------ GIVEN RECORDS ------
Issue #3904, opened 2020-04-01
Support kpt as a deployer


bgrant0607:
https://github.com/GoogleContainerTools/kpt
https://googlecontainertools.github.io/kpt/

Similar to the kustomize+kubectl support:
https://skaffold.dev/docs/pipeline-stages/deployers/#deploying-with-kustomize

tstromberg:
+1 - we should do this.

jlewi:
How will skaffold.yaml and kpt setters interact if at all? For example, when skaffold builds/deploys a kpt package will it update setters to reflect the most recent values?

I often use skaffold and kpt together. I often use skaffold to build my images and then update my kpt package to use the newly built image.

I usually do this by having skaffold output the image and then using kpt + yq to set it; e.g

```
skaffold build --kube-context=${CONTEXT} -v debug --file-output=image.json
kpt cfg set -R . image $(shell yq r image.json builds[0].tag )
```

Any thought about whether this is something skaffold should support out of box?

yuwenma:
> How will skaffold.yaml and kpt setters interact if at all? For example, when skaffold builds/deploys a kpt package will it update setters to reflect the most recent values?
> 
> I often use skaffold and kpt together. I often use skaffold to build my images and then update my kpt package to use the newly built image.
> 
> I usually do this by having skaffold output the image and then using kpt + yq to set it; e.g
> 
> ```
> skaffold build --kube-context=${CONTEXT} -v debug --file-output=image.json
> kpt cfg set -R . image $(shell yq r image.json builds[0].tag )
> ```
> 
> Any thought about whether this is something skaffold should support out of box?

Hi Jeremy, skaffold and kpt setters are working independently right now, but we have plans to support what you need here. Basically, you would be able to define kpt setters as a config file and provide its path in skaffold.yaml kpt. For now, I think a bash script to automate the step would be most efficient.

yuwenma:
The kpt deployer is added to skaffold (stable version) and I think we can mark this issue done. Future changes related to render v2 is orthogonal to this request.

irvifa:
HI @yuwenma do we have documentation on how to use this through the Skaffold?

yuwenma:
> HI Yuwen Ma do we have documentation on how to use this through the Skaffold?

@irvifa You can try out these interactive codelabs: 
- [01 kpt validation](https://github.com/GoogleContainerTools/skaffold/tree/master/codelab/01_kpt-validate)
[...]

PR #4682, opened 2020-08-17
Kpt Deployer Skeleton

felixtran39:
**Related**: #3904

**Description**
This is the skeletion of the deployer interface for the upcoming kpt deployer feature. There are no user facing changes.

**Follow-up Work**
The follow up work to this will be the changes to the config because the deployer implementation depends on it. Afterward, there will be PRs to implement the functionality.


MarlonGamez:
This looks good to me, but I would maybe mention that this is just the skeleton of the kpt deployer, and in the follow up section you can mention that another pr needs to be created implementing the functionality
------
◆ **AIM OF THE TASK**
Every entry above should come back exactly as written.

◆ **ANSWER SECTION**
Issue #3904, opened 2020-04-01
Support kpt as a deployer


bgrant0607:
https://github.com/GoogleContainerTools/kpt
https://googlecontainertools.github.io/kpt/

Similar to the kustomize+kubectl support:
https://skaffold.dev/docs/pipeline-stages/deployers/#deploying-with-kustomize

tstromberg:
+1 - we should do this.

jlewi:
How will skaffold.yaml and kpt setters interact if at all? For example, when skaffold builds/deploys a kpt package will it update setters to reflect the most recent values?

I often use skaffold and kpt together. I often use skaffold to build my images and then update my kpt package to use the newly built image.

I usually do this by having skaffold output the image and then using kpt + yq to set it; e.g

```
skaffold build --kube-context=${CONTEXT} -v debug --file-output=image.json
kpt cfg set -R . image $(shell yq r image.json builds[0].tag )
```

Any thought about whether this is something skaffold should support out of box?

yuwenma:
> How will skaffold.yaml and kpt setters interact if at all? For example, when skaffold builds/deploys a kpt package will it update setters to reflect the most recent values?
> 
> I often use skaffold and kpt together. I often use skaffold to build my images and then update my kpt package to use the newly built image.
> 
> I usually do this by having skaffold output the image and then using kpt + yq to set it; e.g
> 
> ```
> skaffold build --kube-context=${CONTEXT} -v debug --file-output=image.json
> kpt cfg set -R . image $(shell yq r image.json builds[0].tag )
> ```
> 
> Any thought about whether this is something skaffold should support out of box?

Hi Jeremy, skaffold and kpt setters are working independently right now, but we have plans to support what you need here. Basically, you would be able to define kpt setters as a config file and provide its path in skaffold.yaml kpt. For now, I think a bash script to automate the step would be most efficient.

yuwenma:
The kpt deployer is added to skaffold (stable version) and I think we can mark this issue done. Future changes related to render v2 is orthogonal to this request.

irvifa:
HI @yuwenma do we have documentation on how to use this through the Skaffold?

yuwenma:
> HI Yuwen Ma do we have documentation on how to use this through the Skaffold?

@irvifa You can try out these interactive codelabs: 
- [01 kpt validation](https://github.com/GoogleContainerTools/skaffold/tree/master/codelab/01_kpt-validate)
[...]

PR #4682, opened 2020-08-17
Kpt Deployer Skeleton

felixtran39:
**Related**: #3904

**Description**
This is the skeletion of the deployer interface for the upcoming kpt deployer feature. There are no user facing changes.

**Follow-up Work**
The follow up work to this will be the changes to the config because the deployer implementation depends on it. Afterward, there will be PRs to implement the functionality.


MarlonGamez:
This looks good to me, but I would maybe mention that this is just the skeleton of the kpt deployer, and in the follow up section you can mention that another pr needs to be created implementing the functionality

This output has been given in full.